Department of Epidemiology and Biostatistics, School of Public Health, Tehran University of Medical science, Tehran, Iran.
Iran J Basic Med Sci. 2017 Oct;20(10):1119-1124. doi: 10.22038/IJBMS.2017.9445.
Tuberculosis (TB) has still remained a global health issue. One third of the world's population is infected with tuberculosis and the current BCG vaccine has low efficiency; hence, it is necessary to develop a new vaccine against TB. The aim of the current study was to evaluate the efficiency of a novel DNA vaccine encoding Mtb32C-HBHA antigen in inducing specific immune responses against Mycobacterium tuberculosis.
A DNA plasmid vaccine expressing Mtb32C-HBHA fusion protein was constructed and its ability in protein expression was examined by RT-PCR and Western blot methods. Female BALB/c mice were vaccinated with 100 μg of purified recombinant vector in an attempt to assess its immunogenicity and protective efficacy. Further, the cytokines, IFN-γ, IL-12, IL-4, IL-10, and TGF-β were assessed.

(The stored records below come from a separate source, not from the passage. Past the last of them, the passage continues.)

Issue #1211, opened 2017-03-16
[Wires] Implement regex filter WireComponent


cdealti:
This WireComponent filter is used to filter out properties not matching a configurable regular expression.

amitjoy:
Instead of creating a Wire Component to filter out keys from the associated map of Wire Records, we can also use the filter defined in Wire Configuration. This way we can apply filters on wire connections. Users can click on the wire connection in Wire Graph either to delete it or to associate a regex filter to it. The implementation for such a filter at the wire level needs very minimal changes in internal classes (no API breaking changes). I have also created a branch with the needed changes for such filter at the wire level. We can also discuss about it further.

cdealti:
@amitjoy we need this for Kura 3.0. Can you share your preliminary work and list pros-and-cons of both approaches?

PR #1251, opened 2017-03-22
Filter functionality on WireRecord associated properties

amitjoy:
Proposal for #1211

This is a proposal PR and it introduces the filter functionality to the `WireRecord` associated properties. It filters keys based on regular expression.

The idea is that users can associate regular expression filter to the created wires either from Composer UI canvas or from Gogo Shell. The user can double click on the created wire in the `WireGraph` which will pop up a dialog box asking for regular expression filter. The UI changes have not been incorporated. On the other hand, I have added the necessary changes to the Gogo Shell commands to associate filter to `WireConfigurations`.

According to the Kura Wires Model,

Kura Wires delegates the requests to `WireAdmin` which internally manages a registry of created `Wires` and `WireAdmin` service pushes the data from the created `Wires` to the connected `Consumers` (`Consumer` and `Producer` are fixed terminologies in `WireAdmin`).

So, if we go for a Filter Wire Component, it will be as follows:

The levels of all the studied cytokines were significantly increased (<0.05) compared with the control group. IFN-γ production in the group receiving DNA vaccine plus BCG was increased compared with those receiving only DNA vaccine or BCG (<0.001).
The immunogenicity of the new chimeric DNA vaccine was confirmed alone and in combination with BCG. Based on the results of the current study, the constructed DNA vaccine induced the expression of Mtb32C-HBHA fusion protein efficiently . Furthermore, high levels of the specific cytokines were induced in mice. By using this DNA vaccine as a booster after BCG, higher amounts of IFN-γ will be produced.

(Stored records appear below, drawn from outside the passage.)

Issue #1216, opened 2017-03-16
[Wires] Sub-second Timer


cdealti:
We need a timer with sub-second resolution.

MMaiero:
@nicolatimeus Will take care of this

PR #1254, opened 2017-03-23
Implemented sub-second Timer in Wires

nicolatimeus:
Also updated TimerTest

See #1216  

### DIFF
--- a/kura/org.eclipse.kura.wire.component.provider/OSGI-INF/metatype/org.eclipse.kura.wire.Timer.xml
+++ b/kura/org.eclipse.kura.wire.component.provider/OSGI-INF/metatype/org.eclipse.kura.wire.Timer.xml
@@ -29,9 +29,23 @@
             cardinality="0"
             required="true"
             default="10"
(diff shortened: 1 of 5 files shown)


kura/org.eclipse.kura.wire.component.provider/OSGI-INF/metatype/org.eclipse.kura.wire.Timer.xml
```diff
@@ -28,8 +28,8 @@
             type="Integer"
             cardinality="0"
             required="true"
-            default="10"
-            description="Interval of the timer ticks, in seconds (Needs to be set if SIMPLE type is selected)"
+            default="10000"
```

结核病仍然是一个全球健康问题。世界三分之一的人口感染了结核杆菌,而目前的卡介苗效率较低;因此,有必要研发一种新的抗结核疫苗。本研究的目的是评估一种编码Mtb32C - HBHA抗原的新型DNA疫苗在诱导针对结核分枝杆菌的特异性免疫反应方面的效率。

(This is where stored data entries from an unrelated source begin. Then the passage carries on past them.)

Issue #1210, opened 2017-03-16
[Wires] Implement FIFO WireComponent


cdealti:
By default the wire graph is single threaded and the progression of a WireEnvelope it's a call stack on the thread that originally emiited the WireEnvelope.
As a result if a WireComponent hogs the CPU due some complex elaboration, all the application will be affected.

A FIFO  WireComponent allows to defer the execution of CPU-intensive WireComponents.

The FIFO  WireComponent has the following configuration:

* FIFO capacity
* Number of consumer threads

PR #1259, opened 2017-03-23
First implementation of FIFO component

nicolatimeus:
The FIFO component implemented in this PR dispatches envelopes using a single thread and in depth-first mode only.
Multithreading and breadth-first mode will be added in future.

See #1210 

### DIFF
--- a/kura/org.eclipse.kura.wire.component.provider/src/main/java/org/eclipse/kura/internal/wire/fifo/Fifo.java
+++ b/kura/org.eclipse.kura.wire.component.provider/src/main/java/org/eclipse/kura/internal/wire/fifo/Fifo.java
@@ -1,0 +1,237 @@
+/*******************************************************************************
+ * Copyright (c) 2017 Eurotech and/or its affiliates and others
+ *
+ * All rights reserved. This program and the accompanying materials
+ * are made available under the terms of the Eclipse Public License v1.0
+ * which accompanies this distribution, and is available at
+ * http://www.eclipse.org/legal/epl-v10.html
+ *
+ * Contributors:
+ *  Eurotech
+ *
+ *******************************************************************************/
+package org.eclipse.kura.internal.wire.fifo;
+
+import static java.util.Objects.isNull;
+import static java.util.Objects.requireNonNull;
+
+import java.util.ArrayList;
+import java.util.Map;
+import java.util.concurrent.locks.Condition;
+import java.util.concurrent.locks.Lock;
+import java.util.concurrent.locks.ReentrantLock;
+import java.util.function.Consumer;
+
+import org.eclipse.kura.configuration.ConfigurableComponent;
+import org.eclipse.kura.configuration.ConfigurationService;
+import org.eclipse.kura.localization.LocalizationAdapter;
+import org.eclipse.kura.localization.resources.WireMessages;
+import org.eclipse.kura.wire.WireEmitter;
+import org.eclipse.kura.wire.WireEnvelope;
+import org.eclipse.kura.wire.WireHelperService;
+import org.eclipse.kura.wire.WireReceiver;
+import org.eclipse.kura.wire.WireSupport;
+import org.osgi.service.wireadmin.Wire;
+import org.slf4j.Logger;
+import org.slf4j.LoggerFactory;
+
+public class Fifo implements WireEmitter, WireReceiver, ConfigurableComponent {
+
+    private static final String DISCARD_ENVELOPES_PROP_NAME = "discard.envelopes";
+    private static final String QUEUE_CAPACITY_PROP_NAME = "queue.capacity";
+
+    private static final Logger logger = LoggerFactory.getLogger(Fifo.class);
+    private static final WireMessages message = LocalizationAdapter.adapt(WireMessages.class);
+
+    private volatile WireHelperService wireHelperService;
+    private WireSupport wireSupport;
+
+    private FifoEmitterThread emitterThread;
+
+    public void bindWireHelperService(final WireHelperService wireHelperService) {
+        if (isNull(this.wireHelperService)) {
+            this.wireHelperService = wireHelperService;
+        }
+    }
+
+    public void unbindWireHelperService(final WireHelperService wireHelperService) {
+        if (this.wireHelperService == wireHelperService) {
+            this.wireHelperService = null;
+        }
+    }
+
+    public void activate(final Map<String, Object> properties) {
+        logger.info(message.activatingFifo());
+        wireSupport = this.wireHelperService.newWireSupport(this);
+        updated(properties);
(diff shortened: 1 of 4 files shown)


kura/org.eclipse.kura.wire.component.provider/src/main/java/org/eclipse/kura/internal/wire/fifo/Fifo.java
```diff
@@ -0,0 +1,180 @@
...
+        stopEmitterThread();
+
+        logger.debug("Creating new emitter thread: {}, queue capacity: {}, discard envelopes: {}", threadName,
+                queueCapacity, discardEnvelopes);
+        emitterThread = new FifoEmitterThread(threadName, queueCapacity, discardEnvelopes);
+        emitterThread.start();
+    }
+
+    @Override
+    public void onWireReceive(WireEnvelope wireEnvelope) {
```
amitjoy, line 106: Shouldn't it be `synchronized`?

kura/org.eclipse.kura.wire.component.provider/src/main/java/org/eclipse/kura/internal/wire/fifo/Fifo.java
```diff
@@ -0,0 +1,180 @@
...
+    public void activate(final Map<String, Object> properties) {
+        logger.info(message.activatingFifo());
+        wireSupport = this.wireHelperService.newWireSupport(this);
+        updated(properties);
+        logger.info(message.activatingFifoDone());
+    }
+
+    public void deactivate() {
+        logger.info(message.deactivatingFifo());
+        stopEmitterThread();
```
amitjoy, line 72: Shouldn't the `Emitter Thread` be killed while deactivating this component?

kura/org.eclipse.kura.wire.component.provider/src/main/java/org/eclipse/kura/internal/wire/fifo/Fifo.java
```diff
@@ -0,0 +1,180 @@
...
+        boolean discardEnvelopes = (Boolean) properties.getOrDefault(DISCARD_ENVELOPES_PROP_NAME, false);
+
+        restartEmitterThread(threadName, queueCapacity, discardEnvelopes);
+
+        logger.info(message.updatingFifoDone());
+    }
+
+    private synchronized void stopEmitterThread() {
+        if (emitterThread != null) {
+            emitterThread.quit();
```
amitjoy: I believe it should also be killed in here. `Thread.interrupt()`

amitjoy (commented):
Few minor ones

kura/org.eclipse.kura.wire.component.provider/src/main/java/org/eclipse/kura/internal/wire/fifo/Fifo.java
nicolatimeus: The synchronisation is performed by the FifoEmitterThread.submit() method.

kura/org.eclipse.kura.wire.component.provider/src/main/java/org/eclipse/kura/internal/wire/fifo/Fifo.java
nicolatimeus: We discussed about this and for now we decided to neither interrupt nor kill the emitter thread, because otherwise there is the risk of leaving downstream components in a bad state.
The current implementation notifies the emitter thread to stop using the FifoEmitterThead.shutdown() method, if this method is called the emitter dispatches at most one more envelope and then exits. Any threads blocked trying to add a new envelope to the queue will be notified of the fact that queue is being shut down and will unblock.
It is possible that the emitter thread never exits due to problems in the downstream components, but it's hard to recover in a clean way from such situation. Interrupting or killing the thread can cause trouble because we don't know what the components are doing.
Anyway we can change this in future if needed.

nicolatimeus:
I made a few changes to get more control over the shutdown phase of the queue in order to implement a cleaner shutdown.

kura/org.eclipse.kura.wire.component.provider/src/main/java/org/eclipse/kura/internal/wire/fifo/Fifo.java
```diff
@@ -0,0 +1,237 @@
...
+                lock.lock();
+                run = false;
+                producer.signalAll();
+                consumer.signalAll();
+            } finally {
+                lock.unlock();
+            }
+        }
+
+        public void sumit(WireEnvelope envelope) {
```
amitjoy: I am guessing you wanted this method name to be `submit` 😉

kura/org.eclipse.kura.wire.component.provider/src/main/java/org/eclipse/kura/internal/wire/fifo/Fifo.java
```diff
@@ -0,0 +1,237 @@
...
+                        }
+                        if (!run) {
+                            break;
+                        }
+                        next = queue.remove(queue.size() - 1);
+                        consumer.signal();
+                    } finally {
+                        lock.unlock();
+                    }
+                    wireSupport.emit(next.getRecords());
```
amitjoy, line 229: I believe you can also put `WireSupport.emit(..)` inside previous critical section and add finally to the outer `try..catch`

amitjoy:
The current implementation for clean shutdown is pretty good 👍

构建了一种表达Mtb32C - HBHA融合蛋白的DNA质粒疫苗,并通过RT - PCR和蛋白质印迹法检测其蛋白质表达能力。用100μg纯化的重组载体对雌性BALB/c小鼠进行免疫接种,以评估其免疫原性和保护效果。此外,还评估了细胞因子IFN -γ、IL - 12、IL - 4、IL - 10和TGF -β。
与对照组相比,所有研究的细胞因子水平均显著升高(<0.05)。接受DNA疫苗加卡介苗组的IFN -γ产生量高于仅接受DNA疫苗或卡介苗组(<0.001)。
新型嵌合DNA疫苗单独以及与卡介苗联合使用时的免疫原性得到了证实。基于本研究结果,构建的DNA疫苗能有效诱导Mtb32C - HBHA融合蛋白的表达。此外,在小鼠中诱导产生了高水平的特异性细胞因子。在卡介苗接种后使用这种DNA疫苗作为加强剂,将产生更高量的IFN -γ。